'''

PR #37, opened 2020-11-04
Replace ordinary tests with proptests

luckysori:
I tried to modify all the tests that would benefit from this approach. Let me know if I missed some.

I added a `proptest` feature flag to `secp256kfun` so that we can define the functions which generate the test data in one place and a consumer of the library (such as the `sigma_fun` crate) can use them to write property-based tests.

I configured the tests in `dl_secp256k1_ed25519_eq.rs` with `#![proptest_config(ProptestConfig::with_cases(10))]`, because these are slow tests (2-4 seconds). You may want to only run them once as opposed to 10 times if you care about CI speed.

### DIFF
--- a/sigma_fun/Cargo.toml
+++ b/sigma_fun/Cargo.toml
@@ -9,13 +9,14 @@ edition = "2018"
 [dependencies]
 generic-array = "0.14"
 digest = "0.9"
-secp256kfun = { path = "../secp256kfun", version = "^0.3.2-alpha.0", default-features = false, optional = true, features = ["proptest"] }
+secp256kfun = { path = "../secp256kfun", version = "^0.3.2-alpha.0", default-features = false, optional = true }
 curve25519-dalek = { version = "3", default-features = false, optional = true, features = ["u64_backend"] }
 rand_chacha = "0.2"
 serde_crate = { package = "serde", version = "1.0", optional = true, default-features = false, features = ["derive"] }
 proptest = "0.10"
 
 [dev-dependencies]
+secp256kfun = { path = "../secp256kfun", version = "^0.3.2-alpha.0", default-features = false, features = ["proptest"] }
 rand = "0.7"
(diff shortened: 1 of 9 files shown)


sigma_fun/Cargo.toml
```diff
@@ -9,10 +9,11 @@ edition = "2018"
 [dependencies]
 generic-array = "0.14"
 digest = "0.9"
-secp256kfun = { path = "../secp256kfun", version = "^0.3.2-alpha.0", default-features = false, optional = true }
+secp256kfun = { path = "../secp256kfun", version = "^0.3.2-alpha.0", default-features = false, optional = true, features = ["proptest"] }
```
thomaseizinger, line 12: You should be able to move this to `dev-dependencies` so that this feature is only enabled during testing.

LLFourn:
@luckysori I thought that through proptesting you were able to capture that https://github.com/LLFourn/secp256kfun/pull/29/files#diff-bd3a9ec9d692ecc24a138f50f244dc99486181b441556dd6ffb607ae5d5442edR93 is checking the wrong bit?

sigma_fun/Cargo.toml
```diff
@@ -13,8 +13,10 @@ secp256kfun = { path = "../secp256kfun", version = "^0.3.2-alpha.0", default-fea
 curve25519-dalek = { version = "3", default-features = false, optional = true, features = ["u64_backend"] }
 rand_chacha = "0.2"
 serde_crate = { package = "serde", version = "1.0", optional = true, default-features = false, features = ["derive"] }
+proptest = "0.10"
```
LLFourn, line 16: ❓ is it possible to just use the re-exported one from secp256kfun?

LLFourn:
Thanks @luckysori!

I will fix the bug in the main PR and see if I can stop `proptest` being a core dependency of `sigma_fun`.

PR #57, opened 2021-02-19
Implement subtle::ConditionallySelectable for Point

LLFourn:
So we can do constant time selection for them in the cross curve dleq proof.

@luckysori this fixes the last remaining issue for the proof that I am aware of.


luckysori:
Good work!

Issue #64, opened 2021-05-04
Move away from nightly?


thomaseizinger:
Are there any plans to move away from Rust nightly?

Specialization doesn't look like it is going to be stabilized any time soon.

LLFourn:
It is very easy to remove specialization and just put the default (slow) implementation of each primitive as the only one and then enable the faster variants with a `nightly` feature.

Would that be of help?

thomaseizinger:
That would be really nice as secpfun is the only dep forcing us on nightly atm!

I'll see to send a PR for that!

LLFourn:
So to be clear the things that need to be done are:

1) from the base implementation (the one where everything is marked default for each impl chain) remove `default` i.e.
get rid of them for here unless `nightly` feature enabled from here

https://github.com/LLFourn/secp256kfun/blob/26a0f272d722257ae9d49d764fef609f1e0a92dc/secp256kfun/src/op.rs#L93-L108

I suggest trying to make a macro that parses a list of functions and outputs two versions (one with `not(feature = nightly)` and the other with `feature = nightly`.

2) for each specializing impl just put `#[cfg(feature = nightly)]` on top of it
3) Put `README.md` embedding which needs `extended_key_value_attributes` under nightly as well: https://github.com/LLFourn/secp256kfun/blob/26a0f272d722257ae9d49d764fef609f1e0a92dc/secp256kfun/src/lib.rs#L2

this should be all we need to run on stable.

thomaseizinger:
Fixed in #65.

PR #65, opened 2021-05-21
Feature-gate all nightly features behind a nightly feature

thomaseizinger:
Attempting to solve #64.

For details see commit messages.

I've encountered three problems so far:

1. We can't conditionally use `extended_key_value_attributes` on nightly because we already fail during parsing time for an attribute like `#[cfg_attr(feature = "nightly", extended_key_value_attributes)]`. However, the feature is being stabilized with 1.54 which is in 10 weeks. Still quite some time away so not sure how to deal with this. For now I've commented it out to make progress on the more important items.
2. For some reason, rustdoc is mucking around now and can't find `OsRng`? I suspect it has to do with the new feature resolver I activated as part of the patch but I haven't found a solution yet.
3. There seems to be an issue where, once we don't use specialization, the `g_to_and_from_bytes` test fails. If compiled in debug mode, we hit an assertion that the point is not normalized yet. I don't understand the details but you can reproduce the failing test with `cargo +stable test point::test::g_to_and_from_bytes --no-default-features`

### DIFF
--- a/.github/workflows/test.yml
+++ b/.github/workflows/test.yml
@@ -21,70 +21,31 @@ jobs:
           command: fmt
           args: --all -- --check
 
-  test-nostd:
+  test:
     runs-on: ubuntu-latest
-
+    strategy:
+      matrix:
+        args: [
+            --no-default-features,
+            --no-default-features --features=serde,
+            --no-default-features --features=std,
+            --all-features,
+        ]
+        rust: [nightly, stable]
+        exclude:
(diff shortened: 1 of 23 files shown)


LLFourn (approved):
Awesome work! Thanks for fixing mess as you went along. Looks really good. I've resolved the issues you mentioned and pushed to the branch. I don't mind having to wait until the feature hits stable. Docs will just be more awkward than usual until then.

'''

▸ **WORK TO BE COMPLETED**: Look through the material and copy each line that has "should".

▸ **ANSWER SECTION**:
thomaseizinger, line 12: You should be able to move this to `dev-dependencies` so that this feature is only enabled during testing.
this should be all we need to run on stable.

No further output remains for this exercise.